:: INFORMATION SHOWN

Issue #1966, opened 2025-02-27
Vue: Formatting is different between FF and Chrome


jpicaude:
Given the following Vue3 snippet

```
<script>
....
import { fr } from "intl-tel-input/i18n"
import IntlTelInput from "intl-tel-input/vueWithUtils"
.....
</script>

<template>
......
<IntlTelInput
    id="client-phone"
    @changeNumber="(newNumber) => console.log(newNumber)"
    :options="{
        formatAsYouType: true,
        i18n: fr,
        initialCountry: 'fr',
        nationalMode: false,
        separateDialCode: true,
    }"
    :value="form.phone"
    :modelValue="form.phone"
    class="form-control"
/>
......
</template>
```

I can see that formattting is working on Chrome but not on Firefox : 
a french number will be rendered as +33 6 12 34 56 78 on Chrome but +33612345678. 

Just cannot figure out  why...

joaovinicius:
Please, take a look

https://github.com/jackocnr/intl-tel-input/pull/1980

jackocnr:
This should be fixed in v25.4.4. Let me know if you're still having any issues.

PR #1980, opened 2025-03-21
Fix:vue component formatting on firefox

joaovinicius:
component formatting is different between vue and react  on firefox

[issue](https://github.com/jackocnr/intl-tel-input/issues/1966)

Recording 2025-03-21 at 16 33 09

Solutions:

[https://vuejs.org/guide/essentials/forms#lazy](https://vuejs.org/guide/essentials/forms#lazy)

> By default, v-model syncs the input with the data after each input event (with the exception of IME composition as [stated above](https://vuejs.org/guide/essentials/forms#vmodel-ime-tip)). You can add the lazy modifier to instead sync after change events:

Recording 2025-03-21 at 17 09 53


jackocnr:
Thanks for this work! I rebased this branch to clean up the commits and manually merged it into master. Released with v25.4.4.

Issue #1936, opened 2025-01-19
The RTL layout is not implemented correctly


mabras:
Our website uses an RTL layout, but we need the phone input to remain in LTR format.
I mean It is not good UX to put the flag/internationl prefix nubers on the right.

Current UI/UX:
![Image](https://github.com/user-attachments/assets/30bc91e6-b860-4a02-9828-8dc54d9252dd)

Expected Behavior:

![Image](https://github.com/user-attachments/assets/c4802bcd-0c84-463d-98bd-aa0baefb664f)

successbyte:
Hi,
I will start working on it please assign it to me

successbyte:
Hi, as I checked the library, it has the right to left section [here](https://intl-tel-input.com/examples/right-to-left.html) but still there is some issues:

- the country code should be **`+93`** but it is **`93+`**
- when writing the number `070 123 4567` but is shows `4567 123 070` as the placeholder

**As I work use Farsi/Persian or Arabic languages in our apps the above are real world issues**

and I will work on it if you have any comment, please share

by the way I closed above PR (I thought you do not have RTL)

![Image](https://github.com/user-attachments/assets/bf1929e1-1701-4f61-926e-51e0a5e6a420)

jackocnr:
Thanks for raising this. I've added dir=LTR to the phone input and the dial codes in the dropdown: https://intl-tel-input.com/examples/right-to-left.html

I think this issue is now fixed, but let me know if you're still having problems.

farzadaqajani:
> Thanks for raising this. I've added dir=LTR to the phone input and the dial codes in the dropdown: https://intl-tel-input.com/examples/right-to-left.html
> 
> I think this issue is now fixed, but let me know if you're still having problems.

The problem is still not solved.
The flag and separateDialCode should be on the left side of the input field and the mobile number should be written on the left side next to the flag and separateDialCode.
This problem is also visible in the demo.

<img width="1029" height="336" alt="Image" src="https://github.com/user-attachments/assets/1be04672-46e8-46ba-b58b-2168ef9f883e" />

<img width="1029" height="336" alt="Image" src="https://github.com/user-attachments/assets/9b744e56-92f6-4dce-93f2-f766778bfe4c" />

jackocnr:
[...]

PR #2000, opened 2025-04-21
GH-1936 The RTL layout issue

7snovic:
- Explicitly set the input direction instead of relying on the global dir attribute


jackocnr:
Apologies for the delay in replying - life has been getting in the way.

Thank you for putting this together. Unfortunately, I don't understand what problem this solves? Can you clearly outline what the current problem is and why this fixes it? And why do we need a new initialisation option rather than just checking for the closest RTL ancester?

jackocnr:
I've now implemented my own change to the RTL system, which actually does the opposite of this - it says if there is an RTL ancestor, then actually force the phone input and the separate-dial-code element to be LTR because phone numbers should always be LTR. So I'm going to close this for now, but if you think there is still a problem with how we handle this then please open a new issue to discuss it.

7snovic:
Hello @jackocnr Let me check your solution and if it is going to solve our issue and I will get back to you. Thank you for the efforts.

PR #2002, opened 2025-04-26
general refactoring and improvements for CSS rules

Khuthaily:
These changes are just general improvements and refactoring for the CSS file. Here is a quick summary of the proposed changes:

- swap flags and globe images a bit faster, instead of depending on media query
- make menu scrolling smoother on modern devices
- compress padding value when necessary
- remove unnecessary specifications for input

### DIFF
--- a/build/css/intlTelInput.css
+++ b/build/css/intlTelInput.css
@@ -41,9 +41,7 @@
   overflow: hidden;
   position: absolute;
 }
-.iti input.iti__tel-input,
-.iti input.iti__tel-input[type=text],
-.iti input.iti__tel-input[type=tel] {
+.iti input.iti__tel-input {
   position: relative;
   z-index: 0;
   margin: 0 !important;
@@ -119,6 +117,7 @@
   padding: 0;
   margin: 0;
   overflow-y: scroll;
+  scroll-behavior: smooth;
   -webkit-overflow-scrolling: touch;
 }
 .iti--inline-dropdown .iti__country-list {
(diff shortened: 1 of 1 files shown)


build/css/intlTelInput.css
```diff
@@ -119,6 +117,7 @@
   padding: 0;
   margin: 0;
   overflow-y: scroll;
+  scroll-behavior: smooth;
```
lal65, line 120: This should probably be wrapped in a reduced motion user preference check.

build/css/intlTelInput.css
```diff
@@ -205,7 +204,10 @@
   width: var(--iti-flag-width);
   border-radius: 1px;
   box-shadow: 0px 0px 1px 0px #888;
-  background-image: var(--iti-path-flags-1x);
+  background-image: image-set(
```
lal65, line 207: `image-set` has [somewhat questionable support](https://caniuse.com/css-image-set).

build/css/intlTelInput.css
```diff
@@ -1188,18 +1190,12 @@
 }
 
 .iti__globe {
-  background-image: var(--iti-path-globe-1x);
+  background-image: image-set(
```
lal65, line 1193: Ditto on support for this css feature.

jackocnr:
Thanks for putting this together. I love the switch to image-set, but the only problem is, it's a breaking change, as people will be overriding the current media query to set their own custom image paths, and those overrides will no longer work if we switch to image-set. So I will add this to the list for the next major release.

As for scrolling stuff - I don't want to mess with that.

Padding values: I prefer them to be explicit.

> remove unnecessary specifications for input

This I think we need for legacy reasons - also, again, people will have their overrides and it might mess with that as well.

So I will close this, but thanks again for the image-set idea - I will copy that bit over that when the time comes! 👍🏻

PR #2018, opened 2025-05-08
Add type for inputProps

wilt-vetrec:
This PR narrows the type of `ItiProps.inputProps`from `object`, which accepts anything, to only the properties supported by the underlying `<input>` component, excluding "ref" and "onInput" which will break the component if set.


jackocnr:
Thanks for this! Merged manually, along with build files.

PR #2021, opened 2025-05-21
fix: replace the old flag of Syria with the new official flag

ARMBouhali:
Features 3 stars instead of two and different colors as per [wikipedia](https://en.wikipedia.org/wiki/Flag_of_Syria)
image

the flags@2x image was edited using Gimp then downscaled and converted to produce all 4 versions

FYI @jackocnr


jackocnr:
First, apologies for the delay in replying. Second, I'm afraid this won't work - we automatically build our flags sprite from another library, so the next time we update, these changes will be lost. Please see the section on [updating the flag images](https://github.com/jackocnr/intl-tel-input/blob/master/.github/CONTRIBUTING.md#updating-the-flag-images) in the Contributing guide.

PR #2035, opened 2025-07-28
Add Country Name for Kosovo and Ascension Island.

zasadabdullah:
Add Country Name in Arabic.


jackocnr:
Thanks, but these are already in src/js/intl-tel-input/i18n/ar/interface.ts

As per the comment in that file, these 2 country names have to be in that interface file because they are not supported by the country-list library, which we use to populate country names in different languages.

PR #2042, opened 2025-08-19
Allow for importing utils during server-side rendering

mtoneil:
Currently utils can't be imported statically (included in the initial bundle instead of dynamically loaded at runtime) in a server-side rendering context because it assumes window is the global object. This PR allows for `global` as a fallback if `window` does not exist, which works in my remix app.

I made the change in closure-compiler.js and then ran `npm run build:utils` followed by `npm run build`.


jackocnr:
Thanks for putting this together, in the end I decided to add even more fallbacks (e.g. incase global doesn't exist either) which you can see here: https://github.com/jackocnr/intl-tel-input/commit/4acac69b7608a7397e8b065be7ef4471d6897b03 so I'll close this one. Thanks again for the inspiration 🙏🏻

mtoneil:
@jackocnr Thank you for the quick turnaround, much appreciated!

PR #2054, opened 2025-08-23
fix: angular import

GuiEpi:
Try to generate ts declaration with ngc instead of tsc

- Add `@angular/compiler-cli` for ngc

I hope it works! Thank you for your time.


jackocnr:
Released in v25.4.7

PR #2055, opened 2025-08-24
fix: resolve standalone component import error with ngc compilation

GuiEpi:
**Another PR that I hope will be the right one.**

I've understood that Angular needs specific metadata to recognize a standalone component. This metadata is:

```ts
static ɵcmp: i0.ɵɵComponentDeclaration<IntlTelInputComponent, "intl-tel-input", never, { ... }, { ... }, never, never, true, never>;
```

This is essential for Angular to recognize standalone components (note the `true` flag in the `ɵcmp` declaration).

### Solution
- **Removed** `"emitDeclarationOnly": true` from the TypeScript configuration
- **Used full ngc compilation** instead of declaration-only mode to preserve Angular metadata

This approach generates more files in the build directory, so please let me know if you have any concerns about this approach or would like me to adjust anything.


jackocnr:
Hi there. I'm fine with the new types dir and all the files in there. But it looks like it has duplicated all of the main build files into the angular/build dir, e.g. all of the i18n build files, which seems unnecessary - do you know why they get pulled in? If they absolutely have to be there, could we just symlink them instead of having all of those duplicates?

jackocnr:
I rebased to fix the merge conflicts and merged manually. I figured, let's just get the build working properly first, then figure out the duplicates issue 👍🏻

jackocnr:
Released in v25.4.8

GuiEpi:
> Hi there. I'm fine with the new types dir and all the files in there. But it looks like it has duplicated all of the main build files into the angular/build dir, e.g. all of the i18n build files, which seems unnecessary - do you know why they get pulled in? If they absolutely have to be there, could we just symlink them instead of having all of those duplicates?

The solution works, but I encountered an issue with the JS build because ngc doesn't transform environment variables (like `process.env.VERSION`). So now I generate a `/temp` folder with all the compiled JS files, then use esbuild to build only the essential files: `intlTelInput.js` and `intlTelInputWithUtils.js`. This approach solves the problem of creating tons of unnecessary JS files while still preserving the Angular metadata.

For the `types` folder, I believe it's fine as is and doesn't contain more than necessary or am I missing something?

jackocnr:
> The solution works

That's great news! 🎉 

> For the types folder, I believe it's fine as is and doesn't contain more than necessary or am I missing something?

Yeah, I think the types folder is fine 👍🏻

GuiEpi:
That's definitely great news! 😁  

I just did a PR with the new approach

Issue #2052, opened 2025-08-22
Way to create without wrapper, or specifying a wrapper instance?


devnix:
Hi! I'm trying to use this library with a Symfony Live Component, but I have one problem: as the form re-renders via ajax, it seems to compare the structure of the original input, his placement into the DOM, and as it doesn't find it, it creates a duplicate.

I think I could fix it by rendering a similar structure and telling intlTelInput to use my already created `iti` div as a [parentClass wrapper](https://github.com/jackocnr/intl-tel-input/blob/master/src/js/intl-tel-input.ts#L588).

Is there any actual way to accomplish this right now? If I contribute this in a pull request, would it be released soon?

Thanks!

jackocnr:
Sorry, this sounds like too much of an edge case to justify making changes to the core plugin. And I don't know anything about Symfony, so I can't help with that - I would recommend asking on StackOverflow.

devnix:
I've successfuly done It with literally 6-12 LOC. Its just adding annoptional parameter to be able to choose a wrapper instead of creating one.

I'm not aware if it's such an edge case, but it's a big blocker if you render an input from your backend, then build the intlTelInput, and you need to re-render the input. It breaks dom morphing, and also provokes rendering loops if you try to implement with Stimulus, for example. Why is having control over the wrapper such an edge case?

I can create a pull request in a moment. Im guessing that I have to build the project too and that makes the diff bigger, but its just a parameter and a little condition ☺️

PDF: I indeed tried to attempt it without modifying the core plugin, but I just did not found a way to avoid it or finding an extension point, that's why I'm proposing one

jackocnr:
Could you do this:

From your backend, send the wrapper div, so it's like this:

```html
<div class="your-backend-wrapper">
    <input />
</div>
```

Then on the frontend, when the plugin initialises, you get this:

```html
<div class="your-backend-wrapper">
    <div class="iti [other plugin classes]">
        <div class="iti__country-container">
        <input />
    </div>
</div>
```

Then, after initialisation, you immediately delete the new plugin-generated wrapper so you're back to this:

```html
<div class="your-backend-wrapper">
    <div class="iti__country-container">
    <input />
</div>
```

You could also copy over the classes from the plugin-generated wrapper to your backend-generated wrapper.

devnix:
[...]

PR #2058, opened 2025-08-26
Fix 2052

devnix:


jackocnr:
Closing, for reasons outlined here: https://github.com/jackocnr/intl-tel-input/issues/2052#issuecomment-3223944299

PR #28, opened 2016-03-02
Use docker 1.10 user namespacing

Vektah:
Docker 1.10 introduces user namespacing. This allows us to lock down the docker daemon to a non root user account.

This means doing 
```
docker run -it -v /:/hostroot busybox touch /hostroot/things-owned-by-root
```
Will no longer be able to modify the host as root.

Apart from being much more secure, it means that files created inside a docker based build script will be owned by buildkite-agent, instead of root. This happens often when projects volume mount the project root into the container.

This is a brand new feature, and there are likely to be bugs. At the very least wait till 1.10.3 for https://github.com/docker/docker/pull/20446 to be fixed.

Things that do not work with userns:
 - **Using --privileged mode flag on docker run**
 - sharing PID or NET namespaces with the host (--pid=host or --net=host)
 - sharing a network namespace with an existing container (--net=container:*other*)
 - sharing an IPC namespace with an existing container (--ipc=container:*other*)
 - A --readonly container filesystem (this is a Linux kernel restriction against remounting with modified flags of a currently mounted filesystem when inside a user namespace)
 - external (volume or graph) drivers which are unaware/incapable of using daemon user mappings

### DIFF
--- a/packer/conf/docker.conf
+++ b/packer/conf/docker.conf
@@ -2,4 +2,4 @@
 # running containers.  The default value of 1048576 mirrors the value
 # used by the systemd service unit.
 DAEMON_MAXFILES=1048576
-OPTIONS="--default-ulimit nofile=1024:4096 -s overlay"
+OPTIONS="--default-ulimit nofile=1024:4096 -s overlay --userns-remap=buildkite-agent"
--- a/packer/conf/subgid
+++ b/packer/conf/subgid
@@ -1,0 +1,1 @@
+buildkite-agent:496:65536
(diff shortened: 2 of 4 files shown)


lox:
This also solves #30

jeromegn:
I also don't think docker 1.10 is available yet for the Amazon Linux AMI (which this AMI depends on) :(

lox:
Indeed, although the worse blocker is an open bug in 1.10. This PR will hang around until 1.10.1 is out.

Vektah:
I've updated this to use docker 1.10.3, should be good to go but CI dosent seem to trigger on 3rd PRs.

::::

> **WORK ITEM**
In the entries above, restate word for word the lines between the one holding "Allow for importing" and the one holding "I hope it works! Thank you for your time.", inclusive, and nothing besides.

> **RESULT OF THE EXERCISE**
Allow for importing utils during server-side rendering

mtoneil:
Currently utils can't be imported statically (included in the initial bundle instead of dynamically loaded at runtime) in a server-side rendering context because it assumes window is the global object. This PR allows for `global` as a fallback if `window` does not exist, which works in my remix app.

I made the change in closure-compiler.js and then ran `npm run build:utils` followed by `npm run build`.


jackocnr:
Thanks for putting this together, in the end I decided to add even more fallbacks (e.g. incase global doesn't exist either) which you can see here: https://github.com/jackocnr/intl-tel-input/commit/4acac69b7608a7397e8b065be7ef4471d6897b03 so I'll close this one. Thanks again for the inspiration 🙏🏻

mtoneil:
@jackocnr Thank you for the quick turnaround, much appreciated!

PR #2054, opened 2025-08-23
fix: angular import

GuiEpi:
Try to generate ts declaration with ngc instead of tsc

- Add `@angular/compiler-cli` for ngc

I hope it works! Thank you for your time.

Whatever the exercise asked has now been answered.